#### TASK DATA:
■ ■ ■ ■ ■ ■ ■

PR #604, opened 2017-05-24
transpose: add to track

Smarticles101:
Implementing [transpose](https://github.com/exercism/x-common/blob/master/exercises/transpose/description.md)
([test cases](https://github.com/exercism/x-common/blob/master/exercises/transpose/canonical-data.json))

---

Reviewer Resources:


Smarticles101:
Finally got around to doing this after I took a long break. I had some fun making the example solution for this. :smile:

exercises/transpose/src/example/java/Transpose.java
```diff
@@ -0,0 +1,41 @@
...
+                transposedForm.append("\n");
+            }
+        }
+
+        return transposedForm.toString();
+    }
+
+    private void padRows(String[] rows) {
+        for (int i = 0; i < rows.length; i++) {
+            for (int j = i; j < rows.length; j++) {
```
FridaTveit: Could you pass in `maxRowSize` to this method and just do `if (rows[i].length < maxRowSize` instead of the second loop?

exercises/transpose/src/test/java/TransposeTest.java
```diff
@@ -0,0 +1,259 @@
...
+
+    @Before
+    public void setup() {
+        transpose = new Transpose();
+    }
+
+    @Test
+    public void emptyString() {
+        String input = "";
+        String expected = "";
```
FridaTveit: You could maybe name them `inputMatrix` and `transposedMatrix`? But that's up to you, `input` and `expected is fine as well :)

exercises/transpose/src/test/java/TransposeTest.java
```diff
@@ -0,0 +1,259 @@
...
+
+        assertEquals(expected, transpose.transpose(input));
+    }
+
+    @Test
+    @Ignore("Remove to run test")
+    public void twoCharsInARow() {
+        String input = "A1";
+        String expected = "A" +
+                "\n1";
```
FridaTveit: The indentation here makes this a bit difficult to read. Could you maybe try and align the rows of the matrices so it looks more like a matrix?

exercises/transpose/src/test/java/TransposeTest.java
```diff
@@ -0,0 +1,259 @@
...
+        String input = "A\n" +
+                "1";
+        String expected = "A1";
+
+        assertEquals(expected, transpose.transpose(input));
+    }
+
+    @Test
+    @Ignore("Remove to run test")
+    public void simple() {
```
FridaTveit: I know you've got these names from the canonical data, so it's not your fault, but `simple` is not a very descriptive test name. Maybe `transposeSimpleMatrix` or `simpleMatrix`? While we should use the test data in the canonical data, we don't have to stick to the exact test names given in the description :)

exercises/transpose/src/example/java/Transpose.java
```diff
@@ -0,0 +1,41 @@
...
+            if (rows[i].length() > maxRowSize) {
+                maxRowSize = rows[i].length();
+            }
+        }
+
+        padRows(rows);
+
+        for (int newRowOldCol = 0; newRowOldCol < maxRowSize; newRowOldCol++) {
+            for (int newColOldRow = 0; newColOldRow < rows.length; newColOldRow++) {
+                if (newRowOldCol < rows[newColOldRow].length()) {
```
FridaTveit: If `newRowOldCol` is less than `maxRowSize` (by the conditions of the `for` loop), would this condition ever not be true?

exercises/transpose/src/example/java/Transpose.java
Smarticles101: No, and this is a bit tricky to see. I struggled with seeing this while making the solution. The problem description says the following:

>Pad to the left with spaces.
>Don't pad to the right.

You should only add padding in the case where there is a row to the right that is larger than it. Using the `maxRowSize` as you suggested works fine on all test cases except the last one, where the largest row is in the middle, but the last row is smaller, this causes the problem of extra spaces being inserted at which point you're technically padding to the right.

exercises/transpose/src/example/java/Transpose.java
Smarticles101: Yes. The way you're supposed to pad, you end up having rows on one or two test cases that are not the length of the longest row

exercises/transpose/src/example/java/Transpose.java
Smarticles101: I think whoever did this in the csharp track had the same idea, so when padding they just use the `maxRowSize`. However, their last test case is messed up, it has two extra spaces at the end where there shouldn't be. Ref [this](https://github.com/exercism/csharp/issues/305)

exercises/transpose/src/test/java/TransposeTest.java
Smarticles101: Agreed. IntelliJ keeps moving the indents back. :man_facepalming:

exercises/transpose/src/example/java/Transpose.java
FridaTveit: I see. Thanks for explaining that! :)

exercises/transpose/src/example/java/Transpose.java
```diff
@@ -0,0 +1,41 @@
...
+                    transposedForm.append(rows[newColOldRow].charAt(newRowOldCol));
+                }
+            }
+
+            if (newRowOldCol != maxRowSize - 1) {
```
FridaTveit: From what I can see then `maxRowSize` is only being used to check whether you've reached the last new row? To simplify that you could store each new row in an array and then at the end do `String.join("\n". newRows)`. You definitely don't have to do that though, it's just a suggestion :)

exercises/transpose/src/main/java/Transpose.java
```diff
@@ -0,0 +1,5 @@
+public class Transpose {
```
FridaTveit: According to the [POLICIES](https://github.com/exercism/java/blob/master/POLICIES.md) doc, since this exercise is now after the first 20 exercises, it shouldn't have any starter implementation. Instead there should just be a `.keep` file in this directory :)

exercises/transpose/src/test/java/TransposeTest.java
```diff
@@ -0,0 +1,264 @@
...
+        String expected = "A1";
+
+        assertEquals(expected, transpose.transpose(input));
+    }
+
+    @Test
+    @Ignore("Remove to run test")
+    public void simpleMatrix() {
+        String input = "ABC\n" +
+                       "123";
```
FridaTveit: These are very easy to read now. Great! :)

■ ■ ■ ■ ■ ■ ■

#### DESCRIPTION OF THE TASK:
Whenever a line in the records contains the word "simpleMatrix", copy that line.

#### TASK RESULT:
FridaTveit: I know you've got these names from the canonical data, so it's not your fault, but `simple` is not a very descriptive test name. Maybe `transposeSimpleMatrix` or `simpleMatrix`? While we should use the test data in the canonical data, we don't have to stick to the exact test names given in the description :)
+    public void simpleMatrix() {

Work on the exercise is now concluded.